The third option, will require staying in the hospital until a heart is available for Lee.  It will put him on the transplant list as 1a.  1a is the status for the most urgently needed hearts.  It's good, in that it means Lee will get a heart sooner than later.  It's hard because it means staying in the hospital until that time.  That's no fun.

 *** an update on how Lee is feeling.  He is actually feeling better this afternoon (with no nap!!)  He normally takes Carvedilol twice per day, so last night he took the lowered dose and this morning as well.  Perhaps we will be able to delay the heart cath procedure?? We know that this IS the path we will be going down, whether it is next Tuesday or next month or ... ... ...

We are steadfast in our faith in the Lord and His plan for us.  It is still a difficult journey.  Your prayers and support are coveted more than you can imagine.


Jeremiah 29:11  For I know the plans I have for you,” declares the Lord, “plans to prosper you and not to harm you, plans to give you hope and a future.


Tuesday, April 8, 2014

Lee is back on The List!!

Lee is back on the Heart Transplant Waiting List, as a 1b.

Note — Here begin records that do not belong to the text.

PR #7146, opened 2025-12-09
[Release-3.14.1][Bug] Fix cfn-hup endless loop after rollback to cluster state older than 24 hours

hehe7318:
### Description of changes
When a cluster update fails and triggers a rollback to a state older than 24 hours, cfn-hup enters an endless loop on the head node. This happens because:

1. The rollback restores the launch template metadata to reference an expired wait condition handle (wait conditions expire after 24h)
2. cfn-signal fails to signal the expired handle and returns non-zero
3. cfn-hup sees the non-zero exit code and does not update its local metadata cache (metadata_db.json)
4. On the next polling interval, cfn-hup detects the same "change" and re-triggers the update recipe, creating an infinite loop

This fix appends `|| exit 0` to the update command, ensuring cfn-hup always updates its metadata cache regardless of whether cfn-signal succeeds or fails. This prevents the endless loop while still allowing CloudFormation to handle timeouts appropriately.

### Tests
* After 24 hours, manually test passed. 

### Checklist

### DIFF
--- a/cli/src/pcluster/templates/cluster_stack.py
+++ b/cli/src/pcluster/templates/cluster_stack.py
@@ -1497,7 +1497,7 @@ class ClusterCdkStack:
                 "commands": {
                     "chef": {
                         # This command runs the update recipe and signals CloudFormation with the result.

On Friday, we made a run up to the Mayo Clinic to have blood drawn to be cultured for infection.  That's a little different from the normal labs Lee has drawn.  The blood is drawn from both arms (2 vials each) very slowly.  Lee says the bottles they put the blood into look like tabasco bottles.  As of this afternoon (96 hours later) there is NO sign of any bacteria/infection in his blood.  Praise the Lord!

Lee is feeling much better and is even getting out to walk a little.  For now, we will be going to the Mayo every 2 weeks, as he has been on the Milrinone 4 months now and needs close monitoring.  Our prayer is that a heart for Lee will come soon.  Waiting is hard, but we are continually thankful for family and friends who encourages us, check in on us, call, text, and email us.  It does help to keep the spirits up.

We had a nice visit from Lee's brother, Mark last week.  The visit had been planned for a couple of months and we were really glad Lee had gotten out of the hospital so he was able to really enjoy the time with Mark.  The timing was perfect, as Lee had just infused his last dose of the IV antibiotic when Mark arrived.  They had a "guys day" and drove down to Casa Grande to hang out with Seth.  It was too short a visit, but we'll take it and cherish it and look forward to the next visit.

On Sunday, my cousin Carole and her husband, Stan stopped by for brunch.  They had wintered over in Mesa (about an hour east from us) and were heading north to British Columbia.  We jammed a lot of fun & laughter into that short visit!

This week's task is to get some bids on new air conditioning units.  What FUN that will be, eh?  The days are heating up and our a/c unit is winding down, so we'll be looking to replace it soon.



Matthew 11:28 Come to me, all you who are weary and burdened, and I will give you rest.